> _Prompt_: Please find the lines in the entries below that contain the word "item", and copy each one.

> _Dataset records_:

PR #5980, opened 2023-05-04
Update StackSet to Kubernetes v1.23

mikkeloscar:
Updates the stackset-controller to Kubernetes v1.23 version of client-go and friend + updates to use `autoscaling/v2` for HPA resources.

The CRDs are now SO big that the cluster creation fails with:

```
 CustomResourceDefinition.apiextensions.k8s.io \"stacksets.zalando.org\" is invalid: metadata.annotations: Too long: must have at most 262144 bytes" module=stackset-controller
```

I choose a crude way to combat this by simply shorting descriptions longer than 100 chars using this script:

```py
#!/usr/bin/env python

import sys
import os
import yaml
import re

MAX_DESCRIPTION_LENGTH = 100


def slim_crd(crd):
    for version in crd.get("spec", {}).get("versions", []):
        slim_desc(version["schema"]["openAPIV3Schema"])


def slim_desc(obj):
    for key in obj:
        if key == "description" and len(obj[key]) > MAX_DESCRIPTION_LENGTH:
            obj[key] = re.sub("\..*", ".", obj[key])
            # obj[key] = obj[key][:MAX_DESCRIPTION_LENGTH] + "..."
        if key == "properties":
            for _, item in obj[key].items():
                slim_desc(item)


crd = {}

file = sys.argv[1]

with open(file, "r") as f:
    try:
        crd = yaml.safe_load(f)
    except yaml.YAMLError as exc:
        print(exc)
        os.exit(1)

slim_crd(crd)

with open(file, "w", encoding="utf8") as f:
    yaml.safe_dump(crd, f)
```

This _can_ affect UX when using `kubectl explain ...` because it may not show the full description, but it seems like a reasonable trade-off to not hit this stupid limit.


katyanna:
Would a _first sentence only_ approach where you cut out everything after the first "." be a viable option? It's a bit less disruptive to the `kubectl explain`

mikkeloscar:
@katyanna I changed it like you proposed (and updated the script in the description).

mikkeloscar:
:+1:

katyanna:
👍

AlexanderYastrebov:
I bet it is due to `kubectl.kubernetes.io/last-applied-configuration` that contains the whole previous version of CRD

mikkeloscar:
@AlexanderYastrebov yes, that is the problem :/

> _Output for this exercise_:
            for _, item in obj[key].items():
                slim_desc(item)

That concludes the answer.